:: AIM OF THE EXERCISE ::
Go through the listing and return every line with "indexing" in it.

:: DATA FOR THE TASK ::
━━━━━━━━━━━━━━━━
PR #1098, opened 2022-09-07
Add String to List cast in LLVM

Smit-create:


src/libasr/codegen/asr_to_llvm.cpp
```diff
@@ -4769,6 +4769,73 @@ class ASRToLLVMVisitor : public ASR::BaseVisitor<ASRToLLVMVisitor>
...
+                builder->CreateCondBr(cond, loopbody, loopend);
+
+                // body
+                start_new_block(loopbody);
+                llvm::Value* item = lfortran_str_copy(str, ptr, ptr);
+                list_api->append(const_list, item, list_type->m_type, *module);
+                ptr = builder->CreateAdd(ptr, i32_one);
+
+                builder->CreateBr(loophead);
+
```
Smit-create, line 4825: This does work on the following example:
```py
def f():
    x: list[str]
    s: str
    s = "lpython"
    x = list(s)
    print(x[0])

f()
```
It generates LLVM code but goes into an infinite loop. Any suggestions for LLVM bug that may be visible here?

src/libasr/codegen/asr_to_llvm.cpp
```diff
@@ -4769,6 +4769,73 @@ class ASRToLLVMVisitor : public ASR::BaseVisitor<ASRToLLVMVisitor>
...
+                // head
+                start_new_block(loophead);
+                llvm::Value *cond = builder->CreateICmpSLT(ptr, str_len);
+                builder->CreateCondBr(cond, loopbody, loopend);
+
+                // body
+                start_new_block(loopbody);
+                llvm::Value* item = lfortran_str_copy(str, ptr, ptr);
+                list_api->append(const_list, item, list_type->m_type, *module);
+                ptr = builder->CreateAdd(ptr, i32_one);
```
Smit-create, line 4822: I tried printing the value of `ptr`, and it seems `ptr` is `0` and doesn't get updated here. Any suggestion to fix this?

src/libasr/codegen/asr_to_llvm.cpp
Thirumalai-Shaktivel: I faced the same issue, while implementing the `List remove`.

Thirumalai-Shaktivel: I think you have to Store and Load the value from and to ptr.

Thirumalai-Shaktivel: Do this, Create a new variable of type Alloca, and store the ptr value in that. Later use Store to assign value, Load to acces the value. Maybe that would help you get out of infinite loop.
━━━━━━━━━━━━━━━━
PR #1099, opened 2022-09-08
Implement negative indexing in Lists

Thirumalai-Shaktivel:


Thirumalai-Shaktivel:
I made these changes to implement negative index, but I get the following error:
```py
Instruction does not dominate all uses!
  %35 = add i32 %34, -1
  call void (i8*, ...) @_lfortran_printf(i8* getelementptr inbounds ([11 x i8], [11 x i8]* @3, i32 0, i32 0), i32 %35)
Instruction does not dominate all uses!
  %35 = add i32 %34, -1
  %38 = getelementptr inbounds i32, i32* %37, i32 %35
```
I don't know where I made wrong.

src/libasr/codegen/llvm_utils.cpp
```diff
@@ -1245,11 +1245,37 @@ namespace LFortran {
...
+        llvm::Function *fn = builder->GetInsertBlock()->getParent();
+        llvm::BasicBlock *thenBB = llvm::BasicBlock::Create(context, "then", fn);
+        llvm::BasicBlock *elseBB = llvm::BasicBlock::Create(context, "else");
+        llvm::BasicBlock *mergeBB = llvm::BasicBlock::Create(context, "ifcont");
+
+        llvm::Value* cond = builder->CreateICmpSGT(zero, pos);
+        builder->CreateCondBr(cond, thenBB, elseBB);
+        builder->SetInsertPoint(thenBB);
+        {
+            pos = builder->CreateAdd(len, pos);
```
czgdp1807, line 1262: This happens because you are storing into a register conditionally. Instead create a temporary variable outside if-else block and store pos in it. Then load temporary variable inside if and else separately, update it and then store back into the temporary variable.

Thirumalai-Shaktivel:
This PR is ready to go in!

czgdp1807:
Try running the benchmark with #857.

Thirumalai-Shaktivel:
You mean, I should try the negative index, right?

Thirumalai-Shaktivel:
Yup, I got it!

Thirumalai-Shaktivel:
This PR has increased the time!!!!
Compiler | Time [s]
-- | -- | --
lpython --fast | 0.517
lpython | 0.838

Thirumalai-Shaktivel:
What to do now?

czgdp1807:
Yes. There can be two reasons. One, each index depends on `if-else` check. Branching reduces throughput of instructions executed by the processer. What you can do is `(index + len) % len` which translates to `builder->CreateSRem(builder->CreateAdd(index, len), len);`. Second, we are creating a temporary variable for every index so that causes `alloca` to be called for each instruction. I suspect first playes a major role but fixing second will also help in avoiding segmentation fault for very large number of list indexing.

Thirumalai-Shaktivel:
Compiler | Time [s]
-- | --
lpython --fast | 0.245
━━━━━━━━━━━━━━━━
:: WRITTEN SOLUTION ::
Implement negative indexing in Lists
Yes. There can be two reasons. One, each index depends on `if-else` check. Branching reduces throughput of instructions executed by the processer. What you can do is `(index + len) % len` which translates to `builder->CreateSRem(builder->CreateAdd(index, len), len);`. Second, we are creating a temporary variable for every index so that causes `alloca` to be called for each instruction. I suspect first playes a major role but fixing second will also help in avoiding segmentation fault for very large number of list indexing.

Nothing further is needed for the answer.